In a database which has a user-defined function called AngularDistance and a table of Objects that have columns named ObjID, Lat and Lon, a simple query that selects objects within half a degree of a point Lon = 12, and Lat = -30 is as follows:
select ObjID from Objects o where o.AngularDistance(12, -20, o.Lon, o.Lat) < 0.5
The costly AngularDistance function would be evaluated for each object in the table. Instead, if we implemented the coarse filter as a function that produces a table that would be efficiently computable on the fly, then the query is augmented with a join as follows,
select ObjID from Objects o join CircleCover(12, -20, 0.5) c on o.HtmId between c.lo and c.hi AND AngularDistance(12, -20, o.Lon, o.Lat) < 0.5
The second example presumes the existence of a HtmID column and the CircleCover table-valued function that returns rows of low, high values that constrain the possible HtmId values. Only those objects that pass the first constraint are given to AngularDistance for the precise calculation. The function CircleCover here produces a table that represents a circular region of interest centered on the given location and radius. However, our methods are capable of expressing arbitrary shapes with the full richness of the Region-Convex-Halfpsace paradigm. The essence of the idea is that the inside of every trixel is turned into a range query in a database over the HtmId values. We can exploit the relational database engine's ability to use the HtmID as an index for very rapid operation.
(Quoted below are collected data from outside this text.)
Issue #8553, opened 2024-11-19
borg2: `setup.py` does not support OpenBSD's current versions


dertuxmalwieder:
## Have you checked borgbackup docs, FAQ, and open GitHub issues?

Yep.

## Is this a BUG / ISSUE report or a QUESTION?

Bug, basically.

#### Your borg version (borg -V).

None (can't).

#### Operating system (distribution) and version.

OpenBSD 7.6.

## Describe the problem you're observing.

It is currently not possible to run `pipx install borgbackup==2.0.0b14` on OpenBSD:

```
src/borg/crypto/low_level.c:16241:37: error: use of undeclared identifier 'EVP_aes_256_ocb'
```

As OpenBSD defaults to LibreSSL, Borg's `setup.py` contains a workaround; alas, that's outdated:

```python
elif is_openbsd:
        # Use openssl (not libressl) because we need AES-OCB via EVP api. Link
        # it statically to avoid conflicting with shared libcrypto from the base
        # OS pulled in via dependencies.
        crypto_ext_lib = {"include_dirs": ["/usr/local/include/eopenssl30"]}
        crypto_extra_objects += ["/usr/local/lib/eopenssl30/libcrypto.a"]
```

OpenBSD [does not have](https://openports.pl/cat/security) OpenSSL 3.0 anymore (currently, 1.1, 3.2 and 3.3 are there), so trying to use this hard-coded path *will* fail.

## Solution (idea)

Make the crypto library path(s) configurable (or, at least, the `eopenssl30` part), so when OpenBSD drops 3.2 and 3.3, the port maintainer(s) only need to change an environment variable.

bket:
@dertuxmalwieder, please have a look at #8557. Does this fit your need?

dertuxmalwieder:
@bket Looks mostly good to me, although I would probably set the default to `eopenssl32` now as that's the widest supported version...?

bket:
@dertuxmalwieder, you are right. However, I set it to `eopenssl30` as this fits the Vagrant box @ThomasWaldmann is using currently, which is running OpenBSD-7.4 and has no port for OpenSSL-3.2.

Nonetheless, default can be changed easily. I leave it up to @ThomasWaldmann to decide.

ThomasWaldmann:
See my comments in the PR.

ThomasWaldmann:
Fixed by #8557.

dertuxmalwieder:
FYI, it's 35 on OpenBSD 7.8. :)

PR #8557, opened 2024-11-23
borg2 - Support other OpenSSL versions on OpenBSD (#8553)

bket:
`setup.py` hardcoded crypto library paths for OpenBSD, causing build issue when OpenBSD drops specific OpenSSL version. Solution is to make paths configurable.

Addresses #8553.

### DIFF
--- a/setup.py
+++ b/setup.py
@@ -132,23 +132,23 @@ if not on_rtd:
             f"or ensure {lib_pkg_name}.pc is in PKG_CONFIG_PATH."
         )
 
-    crypto_extra_objects = []
     if is_win32:
         crypto_ext_lib = lib_ext_kwargs(pc, "BORG_OPENSSL_PREFIX", "libcrypto", "libcrypto", ">=1.1.1", lib_subdir="")
     elif is_openbsd:
         # Use openssl (not libressl) because we need AES-OCB via EVP api. Link
         # it statically to avoid conflicting with shared libcrypto from the base
         # OS pulled in via dependencies.
-        crypto_ext_lib = {"include_dirs": ["/usr/local/include/eopenssl30"]}
-        crypto_extra_objects += ["/usr/local/lib/eopenssl30/libcrypto.a"]
+        openssl_prefix = os.environ.get("BORG_OPENSSL_PREFIX", "/usr/local")
+        openssl_name = os.environ.get("BORG_OPENSSL_NAME", "eopenssl33")
+        crypto_ext_lib = dict(
+            include_dirs=[os.path.join(openssl_prefix, "include", openssl_name)],
+            extra_objects=[os.path.join(openssl_prefix, "lib", openssl_name, "libcrypto.a")],
+        )
     else:
         crypto_ext_lib = lib_ext_kwargs(pc, "BORG_OPENSSL_PREFIX", "crypto", "libcrypto", ">=1.1.1")
 
     crypto_ext_kwargs = members_appended(
-        dict(sources=[crypto_ll_source]),
-        crypto_ext_lib,
-        dict(extra_compile_args=cflags),
-        dict(extra_objects=crypto_extra_objects),
+        dict(sources=[crypto_ll_source]), crypto_ext_lib, dict(extra_compile_args=cflags)
     )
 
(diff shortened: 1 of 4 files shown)


setup.py
```diff
@@ -132,23 +132,20 @@ def lib_ext_kwargs(pc, prefix_env_var, lib_name, lib_pkg_name, pc_version, lib_s
...
     elif is_openbsd:
         # Use openssl (not libressl) because we need AES-OCB via EVP api. Link
         # it statically to avoid conflicting with shared libcrypto from the base
-        # OS pulled in via dependencies.
-        crypto_ext_lib = {"include_dirs": ["/usr/local/include/eopenssl30"]}
-        crypto_extra_objects += ["/usr/local/lib/eopenssl30/libcrypto.a"]
+        # OS pulled in via dependencies. Make crypto paths configurable.
+        include_dirs = [os.environ.get("BORG_OPENSSL_INC", "/usr/local/include/eopenssl30")]
+        extra_objects = [os.path.join(os.environ.get("BORG_OPENSSL_LIB", "/usr/local/lib/eopenssl30"), "libcrypto.a")]
+        crypto_ext_lib = {"include_dirs": include_dirs, "extra_objects": extra_objects}
```
ThomasWaldmann, line 143: I recently had a look at this, whether the code used for the other platforms could do this - and the main problem I found is that it needs that libcrypto.a here in extra_objects.

But I thought:
- it could use BORG_OPENSSL_PREFIX=/usr/local
- a new BORG_OPENSSL_NAME=eopenssl30 to be able to vary that part of the path.
- guess everything else is fixed?

ThomasWaldmann: @bket seen this ^ ?

setup.py
```diff
@@ -132,23 +132,20 @@ def lib_ext_kwargs(pc, prefix_env_var, lib_name, lib_pkg_name, pc_version, lib_s
...
     if is_win32:
         crypto_ext_lib = lib_ext_kwargs(pc, "BORG_OPENSSL_PREFIX", "libcrypto", "libcrypto", ">=1.1.1", lib_subdir="")
     elif is_openbsd:
         # Use openssl (not libressl) because we need AES-OCB via EVP api. Link
         # it statically to avoid conflicting with shared libcrypto from the base
-        # OS pulled in via dependencies.
-        crypto_ext_lib = {"include_dirs": ["/usr/local/include/eopenssl30"]}
-        crypto_extra_objects += ["/usr/local/lib/eopenssl30/libcrypto.a"]
+        # OS pulled in via dependencies. Make crypto paths configurable.
+        include_dirs = [os.environ.get("BORG_OPENSSL_INC", "/usr/local/include/eopenssl30")]
```
ThomasWaldmann, line 141: about the default:

what's beneficial here to most users?

i can adapt the vagrantfile so it'll use 3.0 for there.

ThomasWaldmann:
macos CI failure: looks unrelated, somebody fscked with pkg-config in brew.

setup.py
dertuxmalwieder: Most OpenBSD users use a version of OpenBSD that doesn't have OpenSSL 3.0.

setup.py
bket: @ThomasWaldmann, yes, I saw your comments, and updated the PR accordingly.

setup.py
ThomasWaldmann: I'll run tests on my vagrant box now.

What I meant with beneficial for most users is that there could be a default of eopenssl32 (or whatever), so that it works for most users and I would just use the env vars to make it fit the old vagrant box. of course, if there is a different openssl version used for every openbsd version, there might be no clear choice.

ThomasWaldmann: due to the empty defaults, guess it currently works for nobody "out of the box" without setting the env vars.

ThomasWaldmann: it worked on my vagrant box.

bket: > due to the empty defaults, guess it currently works for nobody "out of the box" without setting the env vars.


I set some sane defaults so that users, who run OpenBSD current, can do without setting env vars.

ThomasWaldmann:
Thanks!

With the advent of modern silicon-based detectors, the way observational science is done is changing rapidly. To take full advantage of the avalanche of data, we need scalable information systems that provide reliable access via interoperable interfaces and efficient search capabilities. For a low-cost scientific data analysis infrastructure, all of the above components are required at the same time. Our approach is to wed state-of-the-art database and internet technologies to novel algorithmic developments to enable fast and seamless access to collaborative science archives. The framework serves both Earth and Space Sciences community.